Томский отбросил тряпку. Сел на кровати. Не утруждая себя расстегиванием пуговиц, стянул куртку через голову. В спешке зацепил рукой шишку, которую недавно набил. Почему так больно? Ощупав голову, Толик обнаружил вместо шишки настоящую, еще свежую ссадину. Когда он успел грохнуться головой еще раз? Неужели… Новое, самое страшное открытие Томский сделал спустя несколько секунд. Чуть пониже ключицы на коже краснели три борозды. Раны оставили не раскаленные угли, которыми швырялся воображаемый монстр. Нет. Это были следы ногтей. Круг замкнулся. Третья версия, как и замечание Русакова о Джекиле и Хайде, оказалась верной.
«Ты нашел убийцу, Томский. Не выходя из своей комнаты, вычислил подонка, задушившего мальчишку. Дело раскрыто, принимай поздравления».
Сколько проблем и головных болей снято в один момент. Не понадобится искать Академлаг, которого, может быть, давно не существует. Не потребуется прятать свое заболевание от людей. Все просто и ясно. Сказать людям правду и ответить за преступление. Без скидок за былые заслуги. Он убил невинного мальчишку. Этому нет никаких оправданий.
Толя собирался встать и направиться к двери, но как только поднялся с кровати, тут же рухнул на колени. На этот раз не из-за приступа. Он молотил кулаками по полу и первый раз в жизни рыдал. Призывал проклятия на свою голову, проклинал профессора Корбута, который хоть и умер, но все-таки победил. Даже находясь в аду, смог манипулировать своим бывшим пациентом. Расчленить его на натуру на две части и сделать так, чтобы темная половина возобладала над светлой.

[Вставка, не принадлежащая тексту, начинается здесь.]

PR #324, opened 2018-03-20
Lesson5 - Exceptions Exercise / Lesson4 - Trigrams fixes

csdotson:
Whoops... I must've messed up my feature branching a bit here. The intent was for these to be on different branches. Sorry for grouping these together. What's here:

1) Completed Lesson5 Exception Exercise - included both exercise and test files. Let me know if you have any comments/suggestions

2) Update of Lesson4 Trigrams - Just wanted to incorporate a few of the suggested fixes from Natasha. Maybe worth a quick glance if you have a moment.


natasha-aleksandrova:
that's awesome that you were trying to use feature branching 🙂 

let us know if you need some help or have questions on feature branching, it's pretty much a must in the industry.

students/csdotson/lesson05/mailroom_3.py
```diff
@@ -0,0 +1,115 @@
...
+def send_thank_you():
+    # Create sub_prompt for creating thank you's and adding new donors/donations
+    prompt(thank_you_prompt, thank_you_menu)
+
+
+def add_donation():
+    # Append donation to existing donor, or add donor/donation to existing list
+    try:
+        donor_name = input("\nPlease enter a donor name: ")
+        new_donation = input(f"Please enter a donation amount for {donor_name}: ")
```
robalford: I would suggest doing the float conversion here, so it's only happening once in the try block. You generally want to include only the code that might raise the exception in the try block if you can, and catch the exception as closely to that point as you can, so I'd move the dict look up and additions out since there's nothing in those operations that would raise a `ValueError`.

PR #325, opened 2018-03-20
Lesson5 - Mailroom pt3

csdotson:
Adding comprehensions and exception handling of user input. 

**Notes:**

- I only found one place where I felt a comprehension made sense. There are other loops where I could've used a comprehension, but I thought readability might be compromised. Let me know if there were other places where I should've considered a comprehension.


csdotson:
Btw, I attempted to use feature branching here. Let me know if it looks like I did it correctly - not sure if it looks any different on your end whether I'm opening a PR from a feature branch vs a PR from master.

natasha-aleksandrova:
screen shot 2018-03-20 at 8 22 57 am

natasha-aleksandrova:
I think your branching looks right! Looks no different to us to really, we just different source for the branch (your custome name instead of `master`)

natasha-aleksandrova:
accident merge

students/csdotson/lesson05/mailroom_3.py
```diff
@@ -0,0 +1,115 @@
...
+        avg_gift = total_given / num_gifts
+        print('{:21}{:>15.2f}{:>16}{:>16.2f}'.format(donor, total_given, num_gifts, avg_gift))
+    print()
+
+
+def list_donors():
+    # Formatted print of donor names
+    print("\nList of donors:")
+    [print(donor) for donor in donations]
+    print()
```
natasha-aleksandrova: (see my post in slack on this)

this is better as a for loop, or have your function return a string that can be printed (which can be utilized once u get to unit testing):
```
def list_donors():
    return "\n".join(list(donations))
```

students/csdotson/lesson05/mailroom_3.py
```diff
@@ -0,0 +1,115 @@
+#!/usr/bin/env python3
+# Lesson 4 - Mailroom... part 2
+
+### Function Definitions ###
+def prompt(prompt, menu):
+    # Create menu based on arguments
+    while True:
+        try:
+            response = input(prompt)
```
natasha-aleksandrova: this line should technically be above try

PR #326, opened 2018-03-20
Lesson 4 Mailroom2 exercise

itsabhister:


students/itsabhi/Lesson4/mailroom2.py
```diff
@@ -0,0 +1,69 @@
+#! /usr/bin/env python3
+
+def sending_thanksv2(donor_hist):
+
+    donor = input("Type the Full Name of the donor here or type List to display current donors : ")
```
robalford: I would suggest placing your user input prompts in while loops so you don't have to repeat them in your conditional code blocks below

students/itsabhi/Lesson4/mailroom2.py
```diff
@@ -0,0 +1,69 @@
...
+    if donor == "list":
+                for k in donor_hist:
```
robalford: This block looks over-indented

students/itsabhi/Lesson4/mailroom2.py
```diff
@@ -0,0 +1,69 @@
...
+                    print(k)
+                donor = input("Type the Full Name of the donor here: ")
+    if donor in donor_hist.keys():
```
robalford: The `in` operator checks for existence of keys in dict so no need to call `keys()` here

students/itsabhi/Lesson4/mailroom2.py
```diff
@@ -0,0 +1,69 @@
...
+        amount = input("Enter Donation value: ")
+        donation_hist = donor_hist.get(donor)
+        donor_hist[donor] = (donation_hist + [int(amount)])
```
robalford: I would use `append()` here since `amount` is a single value

students/itsabhi/Lesson4/mailroom2.py
```diff
@@ -0,0 +1,69 @@
...
+    return True
+
+
+def quitting(donors):
+    print("Quitting...")
+    return False
+
+def main():
+    donors_dict = {'Bill Gates': [100000, 60000, 200000], 'Jeff Bezos': [20000, 40000], 'Paul Allen': [5000], 'Mark Zuckerberg': [1000000], 'Howard Schultz': [25000]}
+
```
robalford: This is a nice format for dictionaries, to keep them under Pep8 line character length and keep each entry on its own line:
```
    donors_dict = {  
        'Bill Gates': [100000, 60000, 200000],
        'Jeff Bezos': [20000, 40000],
        'Paul Allen': [5000],
        'Mark Zuckerberg': [1000000],
        'Howard Schultz': [25000]
    }
```

PR #329, opened 2018-03-20
Activity 3

ChrisKenyon89:


students/Chris_Kenyon/Lesson_3/list_lab.py
```diff
@@ -0,0 +1,106 @@
...
+
+
+# Series 3
+print("---------------------------------")
+series_3 = ['Apples', 'Pears', 'Oranges', 'Peaches']
+
+# While loop to check for proper input and
+# remove fruit from list based on user tastes
+gross_fruit = []
+for f in series_3:
```
robalford: If you loop through a copy like this: `for f in series_3[:]`, you can remove fruits from the original list inside your `for` loop without needing to build and loop through the `gross_fruit` list

students/Chris_Kenyon/Lesson_3/Mailroom_Pt1.py
```diff
@@ -0,0 +1,144 @@
...
+            continue
+        return option
+
+
+def send_thanks():
+    """ Send Thanks """
+    page_break()
+    while True:
+        list_names = [item[0] for item in donor_chart]
+        amount = []
```
robalford: Doesn't look like you need to assign this here, since you're reassigning to the input value below

students/Chris_Kenyon/Lesson_3/Mailroom_Pt1.py
```diff
@@ -0,0 +1,144 @@
...
+        try:
+            print("To whom would you like to say thank you?\n"
+                  "(type \"list\" for a full list of names or"
+                  "\"exit\" to return to the menu)")
+            name = input("--->")
+        except ValueError:
```
robalford: I don't think `ValueError` is the right exception to catch here, as `input` will happily convert values like '1.5' into strings.

students/Chris_Kenyon/Lesson_3/Mailroom_Pt1.py
```diff
@@ -0,0 +1,144 @@
...
+                donor_chart[list_names.index(name)][1].append(amount)
+        elif name.lower() == 'exit':
+            break
+        else:
+            addname = input("The name you selected is not in the list,"
+                            "would you like to add it(y/n)? ")
+            if addname[0].lower() == 'y':
+                amount = getAmount()
+                print(amount)
+                if amount == 'exit':
```
robalford: Could this check for 'exit' be moved into the `getAmount()` function, to eliminate repetition and nested `if` statement here?

students/Chris_Kenyon/Lesson_3/Mailroom_Pt1.py
```diff
@@ -0,0 +1,144 @@
...
+                    donor_chart.append([name, [amount]])
+            elif addname.lower() == 'exit':
+                break
+            else:
+                print("\nName was not added, try again\n")
+                continue
+        print("\nDear {} \nThank you for your generous donation of ${:.2f}!!\n"
+              "Now all of the kittens will get "
+              "to eat this year".format(name, amount))
+        break
```
robalford: There are a lot of nested conditional logic and loops in your `send_thanks()` function which makes it a bit difficult to read and debug. Can you think of a way to refactor to make it 'flatter'?

students/Chris_Kenyon/Lesson_3/Mailroom_Pt1.py
```diff
@@ -0,0 +1,144 @@
...
+    return
+
+
+def getAmount():
```
robalford: Python convention is to use `snake_case()` for variable and function names

students/Chris_Kenyon/Lesson_3/Mailroom_Pt1.py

Когда слезы закончились, Томский еще некоторое время лежал на полу, прислушиваясь к ноющей боли в сбитых до крови костяшках пальцев. Сможет ли он выдержать испытание презрением и ненавистью тех, кто совсем недавно в него верил? Ответить на этот вопрос Толя не мог. Он победил во многих сражениях, а сейчас проиграл битву с самим собой. Как быть? Томский встал. Поднес руки к лицу. Кисти были покрыты густым слоем спекшейся крови. Как будто багровые перчатки.
Толя закрыл глаза. Выждал несколько секунд и вновь посмотрел на руки. Галлюцинация… Да, пальцы дрожали, но крови было совсем немного. Багровые перчатки появились, чтобы напомнить о том, что отныне он относится к типу людей, о которых говорят: руки по локоть в крови.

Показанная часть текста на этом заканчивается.